No, this is not true. Consistently overbet your bankroll by too much and you will go broke, even if you had the edge on every bet.
Betting too much, even with an edge, is a bad bet.
If a game's expected value is $1.00, you can expect to make $1 each and every time you play. Doesn't matter if you play once or a million times.
You are right in concluding that expected value is not the only thing to consider when gambling. You should also be familiar with the concepts of risk of ruin, variance, and the utility of money.
For example, it would be silly to risk $1 for a 1 in trillion chance of $ 2 trillion -- no matter how many times you can play. Your risk of ruin is basically 100%, your variance is off the charts, and you're risking money that has utility to you now for money that wouldn't have any utility if you won. Winning $2 trillion is basically the same thing as winning $500 billion.
https://www.facebook.com/pages/Your-so-fucked-up-not-even-bob-can-fix-you/275195652497240
Quote: sodawaterIf a game's expected value is $1.00, you can expect to make $1 each and every time you play. Doesn't matter if you play once or a million times.
I'm not sure this is true. If I play $0.25 9/6 JoB with perfect strategy my expected value is 99.54%. If I only play the game for one hand I will not win $1.24425.
--helpmespock
Quote: helpmespockI'm not sure this is true. If I play $0.25 9/6 JoB with perfect strategy my expected value is 99.54%. If I only play the game for one hand I will not win $1.24425.
--helpmespock
No, but $1.24 is what you can expect to "win." Or to put it more accurately, 1 cent is what you can expect to lose.
Expect is the key word.
Quote: sodawaterNo, but $1.24 is what you can expect to "win." Or to put it more accurately, 1 cent is what you can expect to lose.
Expect is the key word.
Well, not with the english definition of expect :)
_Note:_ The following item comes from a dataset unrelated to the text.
PR #100, opened 2018-09-28
U/danielsf/thread/agn

danielsf:
Make it possible to multithread the AGN random walk

This will help with DC2 InstanceCatalog generation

But, yes, that is the expectation of the random variable. It's probably a poor choice of naming -- "expect" seems to imply some sort of median, but really, it's a mean that has no chance of actually happening.
Quote: AxiomOfChoiceWell, not with the english definition of expect :)
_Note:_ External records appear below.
PR #101, opened 2018-10-15
U/danielsf/opsim/v4

danielsf:
There is a user who is simulating light curves of tidal discruption events using the `LightCurveGenerator` class defined in this package.  She wanted to be able to use the OpSim v4 simulations.  This PR adds a subclass of `ObservationMetaDataGenerator` that can parse OpSim v4, and allows that class to be used in the `LightCurveGenerator`.

This PR does not deal with all of the issues we will have to fix given the new OpSim database schema (PhoSim InstanceCatalog headers will have wonky units and missing header fields), but I wanted to get this out the door so that user wasn't stuck twiddling her fingers longer than needed.  We will deal with the PhoSim interface once DESC starts thinking about DC3 image simulation (or once someone asks for it).

There is also a pull request in `sims_catalogs`.


rhiannonlynne:
I'd like to suggest that you modify ObservationMetadataGenerator a bit -- You could make a generic ObservationMetaDataGenerator "constructor" that has a standard interface for the user, but then calls either v3 or v4 (i.e. you make ObservationMetaDataGeneratorV3 and ObservationMetaDataGeneratorV4), and the generic one calls the appropriate class and returns that.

But, yes, that is the expectation of the random variable. It's probably a poor choice of naming -- "expect" seems to imply some sort of median, but really, it's a mean that has no chance of actually happening.
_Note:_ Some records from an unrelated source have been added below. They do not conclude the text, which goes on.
PR #104, opened 2019-10-21
U/danielsf/tiles

danielsf:
This is the pull request in support of moving the CatSim server from the Windows machine over to epyc. Here are the instructions for actually connecting remotely to the database on epyc (I will slack you the password and username).

The ssh command to establish the tunnel to the server is now:

ssh -N -L 51433:localhost:1433 lsst-sims@epyc.astro.washington.edu

The new CatalogDBObject classes you want to use are:

StarObj -> UWStarCatalogObj
GalaxyTileObj -> UWGalaxyTileObj
GalaxyDiskObj -> UWGalaxyDiskObj
GalaxyBulgeObj -> UWGalaxyBulgeObj
GalaxyAgnObj -> UWGalaxyAgnObj

all of which can be imported from lsst.sims.catUtils.baseCatalogModels


data/tile_data.txt
```diff
@@ -0,0 +1,4051 @@
+#i;ra;ec;corners
```
jbkalmbach: Should this be labelled 'dec' instead of 'ec'?

tests/testLocalGalaxyTileObj.py
```diff
@@ -0,0 +1,463 @@
...
+
+import lsst.utils.tests
+from lsst.utils import getPackageDir
+
+import lsst.sims.utils.htmModule as htm
+from lsst.sims.utils import xyz_from_ra_dec
+from lsst.sims.utils import ra_dec_from_xyz
+from lsst.sims.utils import angularSeparation
+from lsst.sims.utils import ObservationMetaData
+from lsst.sims.catUtils.baseCatalogModels import LocalGalaxyModels as LocGal
```
jbkalmbach: I wasn't able to import this and couldn't find it. Should this be UWGalaxyModels?

danielsf: Yeah.  I changed the name of the classes before showing anyone else this code. Forgot to `grep` the unit tests.

danielsf:
The `workspace/alertsim_190329` code is my latest attempt to figure out how best to simulate the full LSST alert stream.

It was run back in the spring when Zeljko was asking for such a simulation. It hasn't been run since.

I'm not sure if this is yet the best approach to alert simulation. I think it might be valuable to have (unless it is so inscrutable that the next person to try can't really make use of it). What was your reaction? Did it make sense?

jbkalmbach:
I think so. From what I can tell it looks like you are running through the catalogs for a set of observations and then for each type of variable class you calculate the magnitude for the objects (subtracting the quiescent magnitude for AGN) in the observation specified and are checking if that goes above a noise threshold and cataloging the results that do. It makes sense, just a lot of machinery involved, haha.

danielsf:
Yeah. The trickiest part is efficiently figuring out which observations even have a chance of detecting which sources so that you can efficiently generate the light curves.

It sounds like you were able to understand the workflow, which is a relief.

PR #106, opened 2020-02-12
Prevent None files being produced when creating SN instance catalogs.

jbkalmbach:
I think this quick fix prevents the `None` files with an empty SED from appearing when running instance catalog generation. The problem seemed to be that SNe outside the time range were still writing instance catalogs.


jbkalmbach:
@rbiswas4 If you just want to check that this doesn't affect any intended functionality while solving the problem that'd be good. Thanks.

jbkalmbach:
Great, if nobody has any objections I will merge this at 4pm Pacific this afternoon.

PR #108, opened 2020-03-03
Disable tests in tests/testSN.py.

jdswinbank:
Due to incompatibility with latest SNCosmo release.


rhiannonlynne:
@rbiswas4 has provided an update to the failing unit test that should fix this problem.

Sure, it's got zero chance of happening, but it's still what you can "expect."
Say you and I flip a coin for $10. You can't break even. You can either win or lose 10. But if you had to pick one number for what you "expect" to happen, you have to say $0. Nothing else fits. In that case it's the median, fine.
There's a scratch-off lottery ticket I like that costs $10. You can win anything from your $10 back to $1,000,000. You cannot win less than $10. The prize pool for that ticket is 75% of sales to winnings, and 25% of tickets win. Every time I buy that ticket, I expect to lose $2.50. What actually will happen is I will lose $10, or break even, or win something bigger. But there's only one number I can say I "expect" to lose, and that's $2.50. Every time I buy one of those tickets, I mentally deduct $2.50. Here it's the mean and not the median. And it still works.
So I would argue it holds true for both the statistical and common language definition of "expect."
Quote: AxiomOfChoiceWell, not with the english definition of expect :)
But, yes, that is the expectation of the random variable. It's probably a poor choice of naming -- "expect" seems to imply some sort of median, but really, it's a mean that has no chance of actually happening.
It has no chance chance of actually happening in the SHORT term. But given enough trials, it becomes almost a certainty in the LONG term.
Not true IMOQuote: anonimussKeep in mind the higher the edge the lower the variance.
Quote: AxelWolfNot true IMO
Definitely not true. Risk of ruin often decreases with a greater player edge, which is what I am thinking he meant. It's a more important thing to decrease the chances of anyway.